Историю в гимназии преподавал ученик Василия Осиповича Ключевского, профессор МГУ Сергей Владимирович Бахрушин, читавший курс лекций, начиная с образования Руси и до образования СССР. Он замечательно рассказывал про быт славян, сопровождая рассказ изображениями оружия и утвари, которые сам же мастерски рисовал на доске.

Также курсы лекций читали физик Млодзиевский, историк Сергеев, философы Шпет и Лосев…

Но всё кончилось, когда директора Дарского сменил коммунист Резник. «Крах произошел в 1929 году, — вспоминал князь Голицын. — Директор пожелал осмотреть все помещения. На первом этаже, кроме истопника, жила еще Елена Егоровна Беккер учительница географии, на втором этаже занимала целых три комнаты Антонина Николаевна Пашкова — учительница начальных классов.

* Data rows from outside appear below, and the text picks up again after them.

PR #1050, opened 2025-05-24
Circular reference flattener

cvalarida:
# Description

This PR creates an object graph flattener & re-hydrator.

## The problem
We were running into here was that some entities from Drupal have circular references that are really hard to avoid. (And I anticipate scenarios where we _shouldn't_ avoid them, though none come to mind right now.) When the objects are held in memory, there's no problem with that. Because we're using SSR, however, we need to serialize the `resource` to send it from the server to the client for rehydration client-side.

> [!Note]
> I'm not 100% on _why_ we need need this serialization during static site generation (SSG), but it's a Next.js thing. Our SSG (`yarn export`) runs into this problem when we have circular references in our `resource` from `getStaticProps()`. 🤷 

## The solution
Flatten the object graph to avoid circular dependencies so we can serialize the data from `getStaticProps()` to `<ResourcePage>`.

> [!Important]
> **Bonus points:** We'll be able to use this to serialize and store mock data with circular references too, then rehydrate it in our test file.

## Generated description

This pull request introduces a utility for serializing and deserializing object graphs with circular or repeated references, integrates it into the `ResourcePage` component, and adds comprehensive test coverage. The main changes include the implementation of the utility, its integration into the static props pipeline, and the addition of tests to ensure correctness.

### Implementation of object graph serialization/deserialization utility:
* [`src/lib/utils/object-graph.ts`](diffhunk://#diff-db5f5ba4a73be6724f3e400ef0c98d72c6719ef49711d2997e8eeb9907b89e3cR1-R172): Added `flattenObjectGraph` and `inflateObjectGraph` functions to serialize and deserialize object graphs with circular or repeated references. Includes support for deduplication, circular references, and preserving object identity.

### Test coverage for the utility:
* [`src/lib/utils/object-graph.test.ts`](diffhunk://#diff-c66f0b04db1fc4132f005cde5b3409d5fd0b9ccbc695b94cae9ef0111cbee036R1-R146): Added comprehensive tests for the `flattenObjectGraph` and `inflateObjectGraph` functions, covering scenarios like nested objects, arrays, circular references, shared objects, and edge cases like `null` and `undefined`.

### Integration into `ResourcePage` component:
* `src/pages/[[...slug]].tsx`:
  - Imported the new utility functions and types. ([src/pages/[[...slug]].tsxR28-R32](diffhunk://#diff-5f218029560343be88582c198bb3b04e4c18259a5e716a88250afabe4466f957R28-R32))
  - Updated the `ResourcePage` component to accept a serialized resource (`serializedResource`) and deserialize it using `inflateObjectGraph`. ([src/pages/[[...slug]].tsxL98-R117](diffhunk://#diff-5f218029560343be88582c198bb3b04e4c18259a5e716a88250afabe4466f957L98-R117))
  - Updated `getStaticProps` to serialize the `resource` object using `flattenObjectGraph` before passing it to the component. ([src/pages/[[...slug]].tsxL318-R327](diffhunk://#diff-5f218029560343be88582c198bb3b04e4c18259a5e716a88250afabe4466f957L318-R327))

## Ticket

References https://github.com/department-of-veterans-affairs/va.gov-cms/issues/20793


src/lib/utils/object-graph.test.ts
cvalarida, line 1: I tried to make sure this was pretty thorough, but these are ChatGPT-generated test cases. If you think of a test case that's not caught in here, please please please leave a comment! 🙏 

This functionality needs to be _super_ stable since it'll affect _every_ page.

src/lib/utils/object-graph.ts
```diff
@@ -0,0 +1,172 @@
...
+ */
+export interface Reference {
+  __refId: string
+}
+
+/**
+ * Serializes an object containing circular and/or repeated references into a
+ * JSON-safe format by extracting duplicates into an `include` map.
+ */
+export function flattenObjectGraph<T>(input: T): FlattenedGraph<T> {
```
cvalarida, line 25: This runs at `O(n)` time and space complexity (where `n` is the number of nodes in the object graph)...but realistically, that's still `Θ(2n)` time and `Θ(3n)` space complexity (if I'm not mistaken...which I very well may be, given that we're storing by reference, not duplicate objects 🫠 ), which isn't ideal. I wasn't sure how to get that down.

Some of our object graphs are thousands of nodes (which is so silly), so if you can figure out how to optimize this, please let me know!

I don't _think_ this will cause meaningful performance degradation, but I also haven't benchmarked it. 🙈 I have an idea how I might do that, though... just gotta get [my entity-fetching CLI PR merged first](https://github.com/department-of-veterans-affairs/next-build/pull/1044). 😜

src/lib/utils/object-graph.ts
cvalarida, line 1: **Note:** Much of this is by the power of ChatGPT with my guidance on some implementation details. If you see anything weird, it's more than fair game to call it out.

src/lib/utils/object-graph.test.ts
```diff
@@ -0,0 +1,146 @@
...
+  it('handles circular references', () => {
+    const obj: Record<string, unknown> = { name: 'Selfie' }
+    obj.self = obj
+
+    const result = flattenObjectGraph(obj)
+    const uuids = Object.keys(result.include)
+    expect(uuids.length).toBe(1)
+
+    const roundTrip = inflateObjectGraph(result)
+    expect(roundTrip.self).toBe(roundTrip)
```
pwolfert, line 48: Clever assertion

src/lib/utils/object-graph.test.ts
```diff
@@ -0,0 +1,146 @@
...
+      c: { d: undefined, e: null },
+    }
+
+    const result = flattenObjectGraph(input)
+    const roundTrip = inflateObjectGraph(result)
+
+    expect(roundTrip.a).toBeNull()
+    expect(roundTrip.b).toBeUndefined()
+    expect(roundTrip.c.e).toBeNull()
+    expect('d' in roundTrip.c).toBe(true) // optional: assert 'undefined' is retained
```
pwolfert, line 144: Should we be making the same two assertions for `b` and `d`? Test that `d` is undefined but that `b` is a key in the object?

And is "skips undefined" an accurate description of what's happening? From reading the tests, it seems that `{ b: undefined }` gets translated into exactly the same thing in the round-trip object (value of undefined but the key exists).

src/lib/utils/object-graph.ts
```diff
@@ -0,0 +1,172 @@
...
+  const serializing = new Set<string>()
+
+  /**
+   * First pass: detects duplicates and assigns UUIDs to all objects. Only marks
+   * objects as `isDuplicate` if seen more than once.
+   */
+  function findDuplicates(value: unknown) {
+    if (typeof value !== 'object' || value === null) return
+
+    const existing = seen.get(value)
```
pwolfert, line 44: Oh interesting, the object itself is the key. I didn't know you could do that with JavaScript Maps!

pwolfert: I see it in the MDN docs now. I'm always serializing objects into string keys by hand 😂😭

src/lib/utils/object-graph.ts
```diff
@@ -0,0 +1,172 @@
...
+  // Guards against infinite recursion by tracking active __refIds during
+  // serialization
+  const serializing = new Set<string>()
+
+  /**
+   * First pass: detects duplicates and assigns UUIDs to all objects. Only marks
+   * objects as `isDuplicate` if seen more than once.
+   */
+  function findDuplicates(value: unknown) {
+    if (typeof value !== 'object' || value === null) return
```
pwolfert, line 42: I forgot that `typeof null` is `object`. You tricky JavaScript

src/lib/utils/object-graph.ts
```diff
@@ -0,0 +1,172 @@
...
+
+    const existing = seen.get(value)
+    if (existing) {
+      existing.isDuplicate = true
+      return
```
pwolfert, line 47: Maybe it's worth commenting that without this return statement we could infinitely recurse.

src/lib/utils/object-graph.ts
```diff
@@ -0,0 +1,172 @@
...
+   * `include` and referenced by ID.
+   */
+  function walk(value: unknown): unknown {
+    if (typeof value !== 'object' || value === null) return value
+
+    const entry = seen.get(value)
+    if (entry?.isDuplicate) {
+      if (!(entry.__refId in include)) {
+        // If we're already serializing this __refId (due to circularity), just
+        // return the ref
```
pwolfert, line 73: I didn't understand the order of events here when I read this comment and didn't realize what was happening until I saw the `remove` at the end. It might help me understand better if it said "If we're _currently_ serializing..."

src/lib/utils/object-graph.ts
```diff
@@ -0,0 +1,172 @@
...
+   * Recursively resolves `{ __refId }` references into actual object instances.
+   * Uses a cache to prevent reprocessing and to rebuild cycles correctly.
+   */
+  function resolve(value: unknown): unknown {
+    if (Array.isArray(value)) {
+      return value.map(resolve)
+    }
+
+    if (typeof value === 'object' && value !== null) {
+      if ('__refId' in value && typeof value.__refId === 'string') {
```
pwolfert, line 138: I realize this function is undoing everything, but is there a technical reason why this function is structured in the reverse of the first two recursive functions (where we started with scalar values at the top)?

src/lib/utils/object-graph.ts
```diff
@@ -0,0 +1,172 @@
...
+        if (refData === undefined) {
+          throw new Error(`Reference id ${__refId} not found in include map`)
+        }
+
+        // Create placeholder to support circular references
+        const shell: Record<string, unknown> = {}
+        cache.set(__refId, shell)
+
+        const resolved = resolve(refData)
+        Object.assign(shell, resolved)
```
pwolfert, line 156: It would require too much brain power and time right now for me to reason through the sequence of events here, but I trust you and the automated tests. Instinctively this feels right. 🤯

pwolfert (approved):
I haven't actually executed it locally, but as far as I can tell the code looks perfect. I love that the serialization and deserialization is so localized to the page renderer! Looks so good 😍

src/lib/utils/object-graph.ts
cvalarida: Ah, yeah. Good call. 👍

src/lib/utils/object-graph.ts
cvalarida: Nope! I just changed it for consistency. 👍

src/lib/utils/object-graph.test.ts
```diff
@@ -0,0 +1,146 @@
+import { flattenObjectGraph, inflateObjectGraph } from './object-graph'
+
+describe('data-serializer', () => {
+  it('serializes and deserializes a simple object', () => {
```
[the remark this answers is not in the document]
cvalarida: Yeah, good point. As long as we're being nitpicky, I don't think it technically even _serializes_ at all. 😅 It does deduplicate object references, though, so 🤷 

I just changed it to "handles objects with only primitives" to be accurate and precise. 😜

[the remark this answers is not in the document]
brianseek: yeah that's fair. works for me!

src/lib/utils/object-graph.test.ts
cvalarida: Oh, y'know what? "Skips undefined" is 100% wrong. Good catch! If we tried to serialize the output of `flattenObjectGraph` into JSON when the input contained `undefined` values, the JSON would just drop the properties altogether. That's not what this does...and honestly, I think that's fine? 🤔

Unless you've got an argument to change the behavior to _actually_ drop properties whose values are `undefined`, I'll just change the description of the test.

src/lib/utils/object-graph.ts
```diff
@@ -0,0 +1,171 @@
...
+        return cache.get(__refId)
+      }
+
+      const refData = include[__refId]
+      if (refData === undefined) {
+        throw new Error(`Reference id ${__refId} not found in include map`)
+      }
+
+      // Create placeholder to support circular references
+      const shell: Record<string, unknown> = {}
```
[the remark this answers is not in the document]
cvalarida: Okay, yeah. I wrote this test:
```ts
  it('handles circular array references', () => {
    const array: unknown[] = ['b']
    const input = {
      a: array,
    }
    array.push(array)

    const result = deflateObjectGraph(input)
    const roundTrip = inflateObjectGraph(result)

    expect(roundTrip.a[1]).toBe(roundTrip.a)
    expect(Array.isArray(roundTrip.a)).toBe(true)
  })
```
And it fails because `roundTrip.a` isn't an array. Good catch! Look at that, Copilot coming in clutch. 😂

It shouldn't ever happen, but I'll go ahead and be paranoid about it. 🤓 Changes incoming!

PR #1059, opened 2025-05-28
Add repomix config

cvalarida:
# Description

Adds a [repomix](https://github.com/yamadashy/repomix) config for plugging into the likes of ChatGPT.

It's a low-hanging fruit for incorporating some AI into template migration and can be useful for things like describing what you need and seeing if there's already an existing component that does what you want. I intend to use it to help out with template migration.

### DIFF
--- a/.repomixignore
+++ b/.repomixignore
@@ -1,0 +1,21 @@
+# Jest snapshots
+*.snap
+
+# Storybook stories
+*.stories.*
+
+# Mock data
+*.mock.*
+src/products/**/mock.js*
+
+# Add the path to the mock file you want to include here.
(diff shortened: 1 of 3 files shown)


.repomixignore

Возможно, по доносу, а возможно, по хозяйственным соображениям Резник вошел в квартиру Антонины Николаевны и в третьей ее комнате увидел хорошую мебель, письменный стол, а над ним два больших портрета — фотографии покойных Александры Самсоновны и Александра Даниловича Алферовых. Вся обстановка сохранялась такою, какой она были при их жизни. Отсюда они ушли в тюрьму. Здесь ежегодно в день их казни, тайно, в течение десяти лет, собирались на чашку чая их немногие друзья-учителя. Резник помчался с доносом в райком.

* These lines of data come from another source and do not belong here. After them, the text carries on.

PR #1063, opened 2025-05-30
Add stories section to VAMC System page

pwolfert:
# Description

- Updates the query and types to get the featured stories
- Renders up to two of them in the VAMC System page

## Ticket

Closes https://github.com/department-of-veterans-affairs/va.gov-cms/issues/21254

## Screenshots

Screenshot 2025-05-30 at 12 17 27 PM

### DIFF
--- a/src/data/queries/tests/__snapshots__/vamcSystemVaPolice.test.tsx.snap
+++ b/src/data/queries/tests/__snapshots__/vamcSystemVaPolice.test.tsx.snap
@@ -113,6 +113,13 @@ exports[`VamcSystemVaPolice formatData outputs formatted data 1`] = `
   ],
   "moderationState": "published",
   "path": "/central-arkansas-health-care/va-police",
+  "phoneNumber": {
+    "extension": "",
+    "id": "2bc3cc07-58a2-4d7f-b639-a90e0b890d7b",
+    "number": "501-257-6550",
+    "phoneType": "tel",
+    "type": "paragraph--phone_number",
+  },
   "policeOverview": {
     "html": "<p>VA police officers help make VA medical centers and other VA health facilities safe for Veterans and their family members.</p>
 ",
@@ -120,6 +127,7 @@ exports[`VamcSystemVaPolice formatData outputs formatted data 1`] = `
     "type": "paragraph--wysiwyg",
   },
   "published": true,
+  "system": "VA Central Arkansas health care",
   "title": "VA police",
   "type": "node--vamc_system_va_police",
 }
--- a/src/data/queries/vamcSystemVaPolice.ts
+++ b/src/data/queries/vamcSystemVaPolice.ts
@@ -1,6 +1,5 @@
 import { QueryData, QueryFormatter, QueryParams } from 'next-drupal-query'
 import { DrupalJsonApiParams } from 'drupal-jsonapi-params'
-import { drupalClient } from '@/lib/drupal/drupalClient'
 import { NodeVamcSystemVaPolice } from '@/types/drupal/node'
 import { VamcSystemVaPolice } from '@/types/formatted/vamcSystemVaPolice'
 import { RESOURCE_TYPES } from '@/lib/constants/resourceTypes'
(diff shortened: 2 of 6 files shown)


src/data/queries/newsStoryTeaser.ts
```diff
@@ -22,7 +22,7 @@ export const formatter: QueryFormatter<NodeNewsStory, NewsStoryTeaser> = (
     published: entity.status,
     headingLevel: 'h2', //@todo fix headingLevel,
     title: entity.title,
-    image: queries.formatData('media--image', entity.field_media), //cropType: '2_1_large'
+    image: formatImage(entity.field_media), //cropType: '2_1_large'
```
pwolfert, line 25: This line was failing my unit tests due to the following error:

```
 FAIL  src/templates/layouts/vamcSystem/index.test.tsx
  ● Test suite failed to run

    You should not call getQueryData on the client. This is a server-only call.

      23 |     headingLevel: 'h2', //@todo fix headingLevel,
      24 |     title: entity.title,
    > 25 |     image: queries.formatData('media--image', entity.field_media), //cropType: '2_1_large'
         |                    ^
      26 |     link: `${entity.path.alias}`,
      27 |     introText: entity.field_intro_text,
      28 |     lastUpdated: entity.field_last_saved_by_an_editor || entity.created,

      at Object.formatData (node_modules/next-drupal-query/src/index.ts:337:13)
      at formatData (src/data/queries/newsStoryTeaser.ts:25:20)
          at Array.map (<anonymous>)
      at map (src/data/queries/vamcSystem.ts:133:38)
      at Object.<anonymous> (src/templates/layouts/vamcSystem/index.test.tsx:34:27)
```

laflannery:
@pwolfert A few comments:

1. The "See all stories" link needs to be wrapped in a `<p>` tag:
Screenshot 2025-06-02 at 8 36 50 AM
2. Also on this link there is a `classname` attribute. `classname` does not work here, we need to use `class` - you can see that at the end with `class="hydrated"`. However, in this case we don't need any of these classes so everything here can be removed.
Screenshot 2025-06-02 at 8 54 07 AM
3. The Stories titles need to be `<h3>` not `<h2>`. Also, there are some vads classes that are changing the font sizes here. I took a look and these aren't necessary, we can remove these:
Screenshot 2025-06-02 at 8 41 07 AM
4. The mobile & tablet display isn't quite matching Production:
   1. The Stories section is going to a 1 column mobile view too soon. On Prod currently, this doesn't go to the image on top until 479px. If you change where you have `tablet` to `mobile-lg` this should resolve this.
   1. However, on tablet breakpoints (768px - 480px) the ratio of the columns is 50/50 rather than what is previously was on desktop. 
   2. Using `tablet:vads-grid-col-8 mobile-lg:vads-grid-col-6` seems like it should account for the display on all breakpoints. 



Also a note for future reference and my own sake - The ratio for the images here is 2:1, which is a change from Prod (Prod currently uses 3:2). However, this is a change we are keeping because the stories listing using 2:1 ratio and Drupal crop uses 2:1 so this is an intended change and is better for UX

pwolfert:
oh okay, the heading was in the shared component, then, which I'm not going to use anymore. Another confusing thing about that drupal template was that there's an `isStoriesPage` variable, but that template is only used on the system page. Must have been unified at one point in the past and then split, and this is vestigial.

laflannery:
@pwolfert for the most part this looks good, thanks for updated it. Just 2 comments

1. "Stories" needs to be reverted back to an `<h2>`
2. This will eventually need to be updated to use v3 grid styles. Is that something you would like to do now or would you rather just merge this and get it done and then update the grid pieces later in a separate ticket?

src/data/queries/newsStoryTeaser.ts
brianseek: @omahane was having the [same issue ](https://github.com/department-of-veterans-affairs/next-build/pull/1064#discussion_r2123877339) and it stumped me, but @cvalarida knew what was up. I like your solution here. Makes sense

brianseek (approved):
Looks good to me. Works great locally

src/data/queries/newsStoryTeaser.ts
pwolfert: I don't know if it's the right solution. I just didn't want to battle the tests when I saw that this function worked as an alternative 🤷‍♂️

Несколько учителей — Антонина Николаевна Пашкова, Елена Егоровна Беккер с сестрой, Ольга Николаевна Маслова, Юлия Федоровна Гертнер, еще кто-то были изгнаны, некоторые учителя переведены в другие школы. Три сестры Золотаревы уцелели, так как в своих анкетах называли себя мещанками. Всего тяжелее пришлось Ольге Николаевне. С юных лет была она учительницей, но в анкетах писала — дворянка, и теперь ее нигде не принимали. Два года она кое-как перебивалась частными уроками, а в 1931 году умерла. На ее похороны собралось больше сотни бывших алферовцев. Меня тогда в Москве не было».

Что ж, можно ли было ожидать иного, если сам вождь мирового пролетариата считал интеллигенцию «г…м нации»? Можно ли было ожидать иного, если подавляющее большинство большевистских руководителей были людьми малообразованными или необразованными вовсе, не имевшими за плечами ни научной, ни серьёзной профессиональной деятельности на каком-либо поприще, кроме революции?

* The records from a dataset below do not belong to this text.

PR #1067, opened 2025-06-02
Add "Get updates" section to VAMC System page

pwolfert:
# Description

- Added social links section to VAMC System page
- Added the corresponding formatter code
- Added unit tests
- Fixed some type errors (see comment below)

## Ticket

Closes https://github.com/department-of-veterans-affairs/va.gov-cms/issues/21256

## Screenshots

Right now I'm using the same component as we use on the local facility page, and the two columns are smushed together. I don't know if it began this way or was a side-effect of a grid migration (@cvalarida, @moanu404, @laflannery).

Screenshot 2025-05-30 at 10 12 07 PM


src/templates/layouts/healthCareLocalFacility/FacilitySocialLinks.tsx
```diff
@@ -1,13 +1,8 @@
...
-interface SocialLink {
-  uri: string
-  title: string
-}
-
-interface OperatingStatus {
-  url: string
-}
+type SocialLink = Pick<FieldLink, 'uri' | 'title'>
+type OperatingStatus = Pick<FieldLink, 'url'>
```
pwolfert, line 5: Updated these types because TypeScript was made about my formatter function for `FieldLink` not having nullable `url` values. I looked at the local facility formatter, and it looks like the reason it didn't catch it is because the `field_operating_status` is `any` in that formatter.

field_operating_status is any type

laflannery:
@pwolfert A few comments regarding the new v3 grid markup:
- At 768px, this needs to change to a single column display. With v3, I believe this would be 640px rather than 768px however currently all breakpoints are remaining 2 columns which is incorrect
- There is know space between the columns when it is a 2 columns layout. We should be able to add this by adding `vads-grid-gap` at the row level. I reviewed and while this makes the gap slightly larger than currently it matches the wrap of the links better than `vads-grid-gap-sm`
- On Prod, there is a CSS style that is removing the bottom margin from the last child link, I'm not seeing this on Tugboat, do you know why that would be the case?
Screenshot 2025-06-02 at 1 37 21 PM

pwolfert:
Regarding the `.social-links` rule, it looks like we've been moving bits of an old stylesheet from `content-build` called [sass/style.scss](https://github.com/department-of-veterans-affairs/content-build/blob/main/src/site/assets/sass/style.scss) as needed, but we haven't just copied all of it. Our version is [styles/global.css](https://github.com/department-of-veterans-affairs/next-build/blob/pwolfert/vamc-system-social/src/assets/styles/globals.css). Rather than porting it over, I could attempt to do the same thing without it using utility classes and JavaScript. Seems like we're trying to keep our custom CSS to a minimum.

laflannery:
Yes correct, we want everything inheriting that 1.06rem size, that was a change lat year.

laflannery:
@pwolfert This looks much better! Just a few comments:

- I think we should be using `tablet` instead of `medium-screen` at line 129
- I'm seeing `vads-u-margin-bottom--0` instead of `vads-u-margin-bottom--2` in consistently on some of the links. For example:
  - "Emergency notification" link (the second link in the first column) on Boston: https://pr1067-fputvsxxkbbr70f8xgmzvxc8sfz8zp5l.tugboat.vfs.va.gov/boston-health-care/ and Loma Linda: https://pr1067-fputvsxxkbbr70f8xgmzvxc8sfz8zp5l.tugboat.vfs.va.gov/loma-linda-health-care/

Вспомним, что одним из первых деяний советской власти была высылка в 1922 году из страны целой плеяды русских учёных и мыслителей. «Надо поставить дело так, чтобы этих «военных шпионов» изловить и излавливать постоянно и систематически и высылать за границу», — писал о них Ленин Дзержинскому. Изловили и выслали на двух пассажирских судах, получивших собирательное имя «Философский пароход», 225 человек: университетских профессоров, литераторов, философов, экономистов, инженеров, врачей… Среди высланных были такие известные русские учёные и мыслители, как Н.А. Бердяев, C.Н. Булгаков, будущий изобретатель телевидения В.В. Зворыкин, И.А. Ильин, Л.П. Карсавин, А.А. Кизеветтер, Н.О. Лосский, С.Е. Трубецкой, С.Л. Франк…

При И.В. Сталине к учёным применялись уже куда менее гуманные методы…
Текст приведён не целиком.